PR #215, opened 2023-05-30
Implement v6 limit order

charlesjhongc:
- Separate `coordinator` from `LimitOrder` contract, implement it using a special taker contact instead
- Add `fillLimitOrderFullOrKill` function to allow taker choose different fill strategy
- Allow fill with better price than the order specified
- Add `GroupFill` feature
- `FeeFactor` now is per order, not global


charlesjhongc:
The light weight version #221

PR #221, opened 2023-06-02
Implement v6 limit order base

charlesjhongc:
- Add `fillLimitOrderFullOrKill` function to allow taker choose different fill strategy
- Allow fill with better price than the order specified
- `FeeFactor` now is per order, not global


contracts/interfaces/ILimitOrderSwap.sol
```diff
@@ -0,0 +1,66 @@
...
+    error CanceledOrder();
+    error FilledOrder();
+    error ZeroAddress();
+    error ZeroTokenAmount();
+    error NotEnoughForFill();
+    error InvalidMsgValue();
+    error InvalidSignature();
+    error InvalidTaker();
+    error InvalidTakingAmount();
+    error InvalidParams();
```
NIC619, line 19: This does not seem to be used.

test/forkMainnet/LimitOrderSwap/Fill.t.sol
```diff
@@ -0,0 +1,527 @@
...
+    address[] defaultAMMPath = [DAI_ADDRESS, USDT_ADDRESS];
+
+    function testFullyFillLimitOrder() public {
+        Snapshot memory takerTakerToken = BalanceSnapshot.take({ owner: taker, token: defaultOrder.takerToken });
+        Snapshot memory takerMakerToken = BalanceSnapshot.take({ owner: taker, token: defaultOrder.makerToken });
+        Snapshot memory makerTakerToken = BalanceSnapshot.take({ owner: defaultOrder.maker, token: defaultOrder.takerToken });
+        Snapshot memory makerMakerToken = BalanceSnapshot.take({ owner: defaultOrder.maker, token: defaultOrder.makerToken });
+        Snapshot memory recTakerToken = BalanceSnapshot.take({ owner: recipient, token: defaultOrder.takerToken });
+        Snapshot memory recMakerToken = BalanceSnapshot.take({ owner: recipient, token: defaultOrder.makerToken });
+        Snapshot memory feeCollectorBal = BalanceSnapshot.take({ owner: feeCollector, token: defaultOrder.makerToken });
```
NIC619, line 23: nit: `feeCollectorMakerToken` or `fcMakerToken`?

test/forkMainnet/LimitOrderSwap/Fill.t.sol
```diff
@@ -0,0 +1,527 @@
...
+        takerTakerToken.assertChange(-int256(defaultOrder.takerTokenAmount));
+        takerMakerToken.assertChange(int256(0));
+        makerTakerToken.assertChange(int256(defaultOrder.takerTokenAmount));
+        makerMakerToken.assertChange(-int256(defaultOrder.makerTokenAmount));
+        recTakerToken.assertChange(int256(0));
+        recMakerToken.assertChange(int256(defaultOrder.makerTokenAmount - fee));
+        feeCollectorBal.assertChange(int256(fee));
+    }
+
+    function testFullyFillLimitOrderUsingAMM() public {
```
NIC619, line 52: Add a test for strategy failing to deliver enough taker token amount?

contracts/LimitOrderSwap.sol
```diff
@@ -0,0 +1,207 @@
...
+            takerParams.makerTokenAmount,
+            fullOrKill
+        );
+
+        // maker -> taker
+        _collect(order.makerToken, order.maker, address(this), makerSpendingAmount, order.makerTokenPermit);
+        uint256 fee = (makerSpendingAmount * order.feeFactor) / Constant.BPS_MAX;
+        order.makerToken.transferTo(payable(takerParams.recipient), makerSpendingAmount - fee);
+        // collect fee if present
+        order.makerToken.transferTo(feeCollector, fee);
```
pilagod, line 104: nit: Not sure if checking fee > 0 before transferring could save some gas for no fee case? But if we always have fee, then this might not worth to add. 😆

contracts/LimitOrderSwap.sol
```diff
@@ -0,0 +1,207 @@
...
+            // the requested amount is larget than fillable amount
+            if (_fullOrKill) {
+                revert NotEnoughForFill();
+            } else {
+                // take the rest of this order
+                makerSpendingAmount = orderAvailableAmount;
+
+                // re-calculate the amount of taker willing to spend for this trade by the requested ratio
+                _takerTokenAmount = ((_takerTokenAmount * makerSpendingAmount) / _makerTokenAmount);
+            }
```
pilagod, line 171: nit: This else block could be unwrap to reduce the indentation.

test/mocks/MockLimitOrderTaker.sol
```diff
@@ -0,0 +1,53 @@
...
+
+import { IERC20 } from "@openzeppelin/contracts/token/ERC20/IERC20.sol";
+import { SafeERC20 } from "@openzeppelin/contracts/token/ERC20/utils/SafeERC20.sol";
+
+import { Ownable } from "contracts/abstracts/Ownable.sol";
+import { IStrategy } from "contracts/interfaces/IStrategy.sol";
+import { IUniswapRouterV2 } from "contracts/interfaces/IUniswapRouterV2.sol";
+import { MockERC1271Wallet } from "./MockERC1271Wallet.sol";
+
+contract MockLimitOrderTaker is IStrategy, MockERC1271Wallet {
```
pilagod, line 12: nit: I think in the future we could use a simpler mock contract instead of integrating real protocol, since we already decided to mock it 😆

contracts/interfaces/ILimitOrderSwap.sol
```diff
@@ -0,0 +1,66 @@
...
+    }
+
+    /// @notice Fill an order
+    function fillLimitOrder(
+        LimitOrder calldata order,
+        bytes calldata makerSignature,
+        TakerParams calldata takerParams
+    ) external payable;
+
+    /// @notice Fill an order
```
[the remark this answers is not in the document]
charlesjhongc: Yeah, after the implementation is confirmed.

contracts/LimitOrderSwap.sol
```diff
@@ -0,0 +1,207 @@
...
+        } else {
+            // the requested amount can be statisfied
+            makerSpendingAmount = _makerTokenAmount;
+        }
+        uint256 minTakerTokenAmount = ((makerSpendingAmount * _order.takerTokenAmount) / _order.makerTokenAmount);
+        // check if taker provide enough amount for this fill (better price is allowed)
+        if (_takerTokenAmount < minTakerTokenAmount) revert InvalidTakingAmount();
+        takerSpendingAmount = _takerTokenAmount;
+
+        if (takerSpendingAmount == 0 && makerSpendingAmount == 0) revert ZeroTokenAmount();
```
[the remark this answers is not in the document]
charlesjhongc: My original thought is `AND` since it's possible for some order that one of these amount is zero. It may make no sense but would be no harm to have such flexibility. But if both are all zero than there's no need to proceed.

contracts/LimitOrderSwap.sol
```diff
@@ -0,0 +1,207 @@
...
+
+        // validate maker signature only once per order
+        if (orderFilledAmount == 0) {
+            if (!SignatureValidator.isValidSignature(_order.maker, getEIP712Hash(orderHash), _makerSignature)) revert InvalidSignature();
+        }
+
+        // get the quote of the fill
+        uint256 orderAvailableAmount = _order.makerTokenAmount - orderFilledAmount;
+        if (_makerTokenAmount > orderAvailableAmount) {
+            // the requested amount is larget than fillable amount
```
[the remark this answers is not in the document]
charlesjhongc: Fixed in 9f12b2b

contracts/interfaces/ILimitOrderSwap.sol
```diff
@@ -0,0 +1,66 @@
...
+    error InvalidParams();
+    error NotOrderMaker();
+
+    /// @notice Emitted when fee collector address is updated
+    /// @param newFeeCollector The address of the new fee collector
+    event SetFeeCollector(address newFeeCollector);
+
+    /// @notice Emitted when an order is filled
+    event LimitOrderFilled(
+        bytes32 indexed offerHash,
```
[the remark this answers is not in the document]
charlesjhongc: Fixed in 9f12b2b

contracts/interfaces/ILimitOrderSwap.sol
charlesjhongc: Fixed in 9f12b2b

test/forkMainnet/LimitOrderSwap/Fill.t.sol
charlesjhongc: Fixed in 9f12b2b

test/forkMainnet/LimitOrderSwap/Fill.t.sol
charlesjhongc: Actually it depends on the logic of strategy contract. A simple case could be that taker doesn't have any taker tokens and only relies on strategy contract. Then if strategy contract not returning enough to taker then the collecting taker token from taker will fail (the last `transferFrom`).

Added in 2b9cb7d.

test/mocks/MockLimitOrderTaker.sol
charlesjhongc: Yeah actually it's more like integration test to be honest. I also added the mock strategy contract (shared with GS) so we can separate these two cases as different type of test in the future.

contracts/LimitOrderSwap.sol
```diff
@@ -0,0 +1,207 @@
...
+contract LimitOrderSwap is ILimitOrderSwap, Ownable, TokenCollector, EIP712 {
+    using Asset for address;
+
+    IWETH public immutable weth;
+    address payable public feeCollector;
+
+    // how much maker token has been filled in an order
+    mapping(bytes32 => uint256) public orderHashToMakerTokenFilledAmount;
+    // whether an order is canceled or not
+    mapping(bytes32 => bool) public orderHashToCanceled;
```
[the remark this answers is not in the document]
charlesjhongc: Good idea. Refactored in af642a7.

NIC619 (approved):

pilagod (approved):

____________

ACTIVITY:
Only one number is expected: the count of lines in the entries holding the string "transferTo".

RESULT OF THIS TASK:
2